Compared with conventional severity scores, Super Learner offers improved performance for predicting hospital mortality in patients in intensive care units. A user-friendly implementation is available online and should be useful for clinicians seeking to validate our score.
Fulbright Foundation, Assistance Publique-Hôpitaux de Paris, Doris Duke Clinical Scientist Development Award, and the NIH.
提高重症监护病房患者的死亡率预测是一个巨大的挑战。已经提出了许多严重程度评分,但验证研究的结果表明,它们的校准效果并不理想。Super ICU Learner Algorithm(SICULA)是一种集成机器学习技术,它使用多种学习算法来获得更好的预测性能,其表现至少与库中最好的成员一样出色。我们旨在评估 Super Learner 是否可以为重症监护病房的患者提供新的死亡率预测算法,并评估其与其他评分系统的性能比较。
从 2001 年 1 月到 2008 年 12 月,我们使用了 Beth Israel Deaconess Medical Centre 的 Multiparameter Intelligent Monitoring in Intensive Care II(MIMIC-II)数据库(版本 26),其中包括美国马萨诸塞州波士顿贝斯以色列女执事医疗中心重症监护病房的所有患者。我们评估了基于 Super Learner 的医院死亡率预测的校准、区分和风险分类,并与 SAPS-II、APACHE-II 和 SOFA 进行了比较。我们通过交叉验证计算了性能指标,以避免产生有偏差的评估。然后,我们在法国巴黎欧洲乔治·蓬皮杜医院重症监护病房的 200 名随机选择的患者数据集(2013 年 9 月 1 日至 2014 年 6 月 30 日)上对我们提出的评分进行了外部验证。主要结局是医院死亡率。
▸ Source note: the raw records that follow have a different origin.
PR #2891, opened 2024-03-14
ICU-22679 Refactor Islamic Calendar and Optmize starting condition of loop

FrankYFTang:
Refactor different rules into implementation of private interface Algorithm.
Since IslamicCalendar is public in Java (not in C++), we cannot put them into different subclass of Calendar and have to let them use the same class and object since the caller UNFORTUNALLY can call setCalculationType and setCivil to change the object to different rule. With this refactoring, we group the formula for the same rule into the same Algorithm 
implementaiton and now we only do the if/switch check in the constructor or during the call of setCalculationType and setCivil only. The calculation operation is then just delegate the work to the assigned concrete Algorithm.

Improve the efficency while the month is very large. Apply the same optimization in PR 2853 which estimate starting point of year iteration based on an inverse calculation.

##### Checklist

### DIFF
--- a/icu4j/main/core/src/main/java/com/ibm/icu/util/IslamicCalendar.java
+++ b/icu4j/main/core/src/main/java/com/ibm/icu/util/IslamicCalendar.java
@@ -11,6 +11,7 @@ import java.io.IOException;
 import java.io.ObjectInputStream;
 import java.util.Date;
 import java.util.Locale;
+import java.util.function.IntConsumer;
 
 import com.ibm.icu.impl.CalendarAstronomer;
 import com.ibm.icu.impl.CalendarCache;
@@ -171,13 +172,14 @@ public class IslamicCalendar extends Calendar {
     private static final long HIJRA_MILLIS = -42521587200000L;    // 7/16/622 AD 00:00
 
     /**
-     * Friday EPOC
+     * Friday EPOCH
      */
-    private static final long CIVIL_EPOC = 1948440; // CE 622 July 16 Friday (Julian calendar) / CE 622 July 19 (Gregorian calendar)
+    private static final long CIVIL_EPOCH = 1948440; // CE 622 July 16 Friday (Julian calendar) / CE 622 July 19 (Gregorian calendar)
+                                                     //
     /**
-     * Thursday EPOC
+     * Thursday EPOCH
      */
-    private static final long ASTRONOMICAL_EPOC = 1948439; // CE 622 July 15 Thursday (Julian calendar)
+    private static final long ASTRONOMICAL_EPOCH = 1948439; // CE 622 July 15 Thursday (Julian calendar)
 
     //-------------------------------------------------------------------------
     // Constructors...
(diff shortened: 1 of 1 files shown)


icu4j/main/core/src/main/java/com/ibm/icu/util/IslamicCalendar.java
```diff
@@ -582,28 +579,88 @@ private final static boolean civilLeapYear(int year)
         return (14 + 11 * year) % 30 < 11;
     }
 
+    /**
+     * The yearStart function for Islamic Civil calendar.
+     */
+    private long yearStartIslamicCivil(int year) {
```
richgillam, line 585: The naming here sounds a little weird to my ears.  Maybe `yearStartForIslamicCivil()`?  (Same for the other two functions.)

icu4j/main/core/src/main/java/com/ibm/icu/util/IslamicCalendar.java
```diff
@@ -582,28 +579,88 @@ private final static boolean civilLeapYear(int year)
...
+            default:
+                return 0;
         }
-        return ys;
     }
 
+    /**
+     * The monthStart function for Islamic Civil calendar.
+     */
+    private long monthStartIslamicCivil(int year, int month) {
```
richgillam, line 631: Same naming issue as with the year functions.  How about `monthStartForIslamicCivil()`, etc.?

icu4j/main/core/src/main/java/com/ibm/icu/util/IslamicCalendar.java
```diff
@@ -732,6 +780,33 @@ static final double moonAge(long time)
     // Calendar framework
     //----------------------------------------------------------------------
 
+    /**
+     * The handleGetMonthLength function for Islamic Civil calendar.
+     */
+    private int handleGetMonthLengthIslamicCivil(int extendedYear, int month) {
```
richgillam, line 786: Same naming issue again: `handleGetMonthLengthForIslamicCivil()`, etc.

icu4j/main/core/src/main/java/com/ibm/icu/util/IslamicCalendar.java
```diff
@@ -732,6 +780,33 @@ static final double moonAge(long time)
...
+        return ((month+1) % 2) +
+            ((month == DHU_AL_HIJJAH && civilLeapYear(extendedYear)) ? 30 : 29);
```
richgillam, line 788: I find this expression a little hard to read.  I think it might be worth being a little more verbose here, something like:

```
int monthLength = 29;
if (month % 2 == 0) {
    ++monthLength;
}
if (month == DHU_AL_HIJJAH && civilLeapYear(extendedYear)) {
    ++monthLength;
}
return monthLength;
```

icu4j/main/core/src/main/java/com/ibm/icu/util/IslamicCalendar.java
```diff
@@ -732,6 +780,33 @@ static final double moonAge(long time)
...
+
+    /**
+     * The handleGetMonthLength function for Islamic Umalqura calendar.
+     */
+    private int handleGetMonthLengthIslamicUmalqura(int extendedYear, int month) {
+        if (extendedYear < UMALQURA_YEAR_START || extendedYear > UMALQURA_YEAR_END) {
+            return handleGetMonthLengthIslamicCivil(extendedYear, month);
+        }
+        return ((UMALQURA_MONTHLENGTH[extendedYear - UMALQURA_YEAR_START] & // calculate year offset into bit map array
+              (0x01 << (11 - month))) == 0 ) ? 29 : 30; // set mask for bit corresponding to month
```
richgillam, line 807: This logic might also be worth exploding out into its constituent pieces, more or less the way it was before this refactoring.

icu4j/main/core/src/main/java/com/ibm/icu/util/IslamicCalendar.java
```diff
@@ -741,54 +816,64 @@ static final double moonAge(long time)
...
+            default:
+                return 0;
+        }
+    }
 
-        int length;
+    /**
+     * The handleGetYearLength function for Islamic Civil calendar.
+     */
+    private int handleGetYearLengthIslamicCivil(int extendedYear) {
```
richgillam, line 835: Naming again: `handleGetYearLengthForIslamicCivil()`, etc.

icu4j/main/core/src/main/java/com/ibm/icu/util/IslamicCalendar.java
```diff
@@ -826,6 +911,88 @@ protected int handleGetExtendedYear() {
...
+        internalSet(MONTH, month);
+        internalSet(ORDINAL_MONTH, month);
+        internalSet(DAY_OF_MONTH, dayOfMonth);
+        internalSet(DAY_OF_YEAR, dayOfYear);
+    }
+
+    /**
+     * handleComputeFields function for Islamic Civil calendar.
+     */
+    private void handleComputeFieldsIslamicCivil(long days) {
```
richgillam, line 934: Naming again: `handleComputeFieldsForIslamicCivil()`, etc.

icu4j/main/core/src/main/java/com/ibm/icu/util/IslamicCalendar.java
```diff
@@ -826,6 +911,88 @@ protected int handleGetExtendedYear() {
...
+        // Use the civil calendar approximation, which is just arithmetic
+        int year  = (int)Math.floor( (30 * days + 10646) / 10631.0 );
```
richgillam, line 936: What are the magic numbers here?

icu4j/main/core/src/main/java/com/ibm/icu/util/IslamicCalendar.java
```diff
@@ -844,84 +1011,20 @@ protected int handleGetExtendedYear() {
...
-                        }
-                        break;
-                    }
-                }
-                year = y;
-                month = m;
-            }
+        switch (cType) {
+            case ISLAMIC_CIVIL:
+                handleComputeFieldsIslamicCivil(julianDay - CIVIL_EPOC);
```
richgillam, line 1016: If these symbols are internal and you can change them, the word is spelled "epoch".  `CIVIL_EPOCH` and `ASTRONOMICAL_EPOCH`.

richgillam (commented):
If I'm reading this correctly, this is all refactoring, with no substantive changes to the logic (which is why you don't need to change the unit tests).  I think this refactoring is a huge win-- it makes the code a LOT more readable.

I did have a few stylistic nits, but generally this looks great.

icu4j/main/core/src/main/java/com/ibm/icu/util/IslamicCalendar.java
FrankYFTang: ok, I decide to refactor everything into different algorithm by adding an internal private interface

icu4j/main/core/src/main/java/com/ibm/icu/util/IslamicCalendar.java
FrankYFTang: totally changed now

icu4j/main/core/src/main/java/com/ibm/icu/util/IslamicCalendar.java
FrankYFTang: totally changed now.

icu4j/main/core/src/main/java/com/ibm/icu/util/IslamicCalendar.java
FrankYFTang: done

icu4j/main/core/src/main/java/com/ibm/icu/util/IslamicCalendar.java
FrankYFTang: The same magic number as my mechanical refactoring, my guess is not better than yours. 
I do not want to change the outcome. Just want to reduce run time if (cType == ) or switch (cType) ... check here  after the refactoring

FrankYFTang:
Please do not look at it yet. Have some issue of serialization.

FrankYFTang:
> If I'm reading this correctly, this is all refactoring, with no substantive changes to the logic (which is why you don't need to change the unit tests). I think this refactoring is a huge win-- it makes the code a LOT more readable.
> 
> I did have a few stylistic nits, but generally this looks great.

yes, it is refactoring plus an optimization in https://github.com/unicode-org/icu/pull/2853

that part is a logic change. that code is in UmalquraAlgorithm.compute() now
The origional code start the loop of linear estimation from
int y =UMALQURA_YEAR_START-1 and iterate year by year

If the year is huge, then the loop while (d > 0) loop will take a very long time with many iteration. 
so we adjust the starting y by using the formular which is the inverse function of what in the startYear before we run the linear esitmation in the iteration. This will make the algorithm much faster.

richgillam:
Are you ready for me to look at this again?  If not, let me know when you are...

FrankYFTang:
OK, document added and the serialization issue is fix. PTAL

icu4j/main/core/src/main/java/com/ibm/icu/util/IslamicCalendar.java
```diff
@@ -319,6 +320,294 @@ public IslamicCalendar(int year, int month, int date, int hour,
...
+         */
+        public long monthStart(int year, int month);
+
+        /**
+         * Return the length (in days) of the given month.
+         *
+         * @param extendedYear  The hijri year
+         * @param month The hijri month, 0-based
+         */
+        public int monthLength(int extendedYear, int month);
```
richgillam, line 365: How's the "extended year" on this function different from the "year" on `monthStart()`?

icu4j/main/core/src/main/java/com/ibm/icu/util/IslamicCalendar.java
```diff
@@ -319,6 +320,294 @@ public IslamicCalendar(int year, int month, int date, int hour,
...
+        public int yearLength(int extendedYear);
+
+        /**
+         * Compute the year, month, dayOfMonth, and dayOfYear of the given julian days
+         * and current time. Return an array of 4 integer which contains the resolved
+         * year, month, dayOfMonth and dayOfYear.
+         * @param julianDays
+         * @param current the time in millisecond.
+         */
+        public int[] compute(long julianDays, long current);
```
richgillam, line 381: I'm not super bananas on having this function return an array of `int`, but I think I agree it's not really worth the trouble to define another class just to use as the return value of this function.

icu4j/main/core/src/main/java/com/ibm/icu/util/IslamicCalendar.java
```diff
@@ -319,6 +320,294 @@ public IslamicCalendar(int year, int month, int date, int hour,
...
+    private static Algorithm CIVIL_ALGORITHM;
+    private static Algorithm TBLA_ALGORITHM;
+    private static Algorithm UMALQURA_ALGORITHM;
+
+    static {
+        ISLAMIC_ALGORITHM = new IslamicAlgorithm();
+        CIVIL_ALGORITHM = new CivilAlgorithm();
+        TBLA_ALGORITHM = new TBLAAlgorithm();
+        UMALQURA_ALGORITHM = new UmalquraAlgorithm();
+    };
```
richgillam, line 609: Just putting these initializers on the member definitions above doesn't work?

icu4j/main/core/src/main/java/com/ibm/icu/util/IslamicCalendar.java
richgillam: Fair enough...

richgillam:
> > If I'm reading this correctly, this is all refactoring, with no substantive changes to the logic (which is why you don't need to change the unit tests). I think this refactoring is a huge win-- it makes the code a LOT more readable.
> > I did have a few stylistic nits, but generally this looks great.
> 
> yes, it is refactoring plus an optimization in #2853
> 
> that part is a logic change. that code is in UmalquraAlgorithm.compute() now The origional code start the loop of linear estimation from int y =UMALQURA_YEAR_START-1 and iterate year by year
> 
> If the year is huge, then the loop while (d > 0) loop will take a very long time with many iteration. so we adjust the starting y by using the formular which is the inverse function of what in the startYear before we run the linear esitmation in the iteration. This will make the algorithm much faster.

I'll buy that.

richgillam (approved):
This looks really good!  (I'm trusting you a bit on the math...)

icu4j/main/core/src/main/java/com/ibm/icu/util/IslamicCalendar.java
FrankYFTang: no, you cannot do that in java
https://www.baeldung.com/java-static-instance-initializer-blocks

icu4j/main/core/src/main/java/com/ibm/icu/util/IslamicCalendar.java
FrankYFTang: ok, I change to passing 4 IntConsumer to consume the calculated result.

richgillam (approved):
Yeah, the `IntConsumer` stuff looks a little better-- thank you!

解释变量与 SAPS II 评分中包含的变量相同。
共纳入 24508 例患者,SAPS-II 中位数为 38(IQR 27-51),SOFA 中位数为 5(IQR 2-8)。24508 例患者中有 3002 例(12%)在贝斯以色列女执事医疗中心死亡。我们基于 Super Learner 生成了两组预测值;第一组基于 SAPS-II 中出现的 17 个变量(SL1),第二组基于原始、未经转换的变量(SL2)。这两种版本产生的死亡平均预测概率分别为 0.12(IQR 0.02-0.16)和 0.13(0.01-0.19),而 SOFA 的对应值为 0.12(0.05-0.15),SAPS-II 的对应值为 0.30(0.08-0.48)。SAPS-II 的交叉验证接受者操作特征曲线下面积(AUROC)为 0.78(95%CI 0.77-0.78),SOFA 为 0.71(0.70-0.72)。当解释变量分类为 SAPS-II 时,Super Learner 的 AUROC 为 0.85(0.84-0.85),当包含相同的解释变量而无需任何转换时,AUROC 为 0.88(0.87-0.89)。此外,Super Learner 显示出比以前的评分系统更好的校准特性。在外部验证数据集上,AUROC 为 0.94(0.90-0.98),校准特性良好。
与传统的严重程度评分相比,Super Learner 为重症监护病房患者的医院死亡率预测提供了更好的性能。一个用户友好的实现可在线获得,应该对寻求验证我们评分的临床医生有用。
富布赖特基金会、巴黎公立医院、Doris Duke 临床科学家发展奖和 NIH。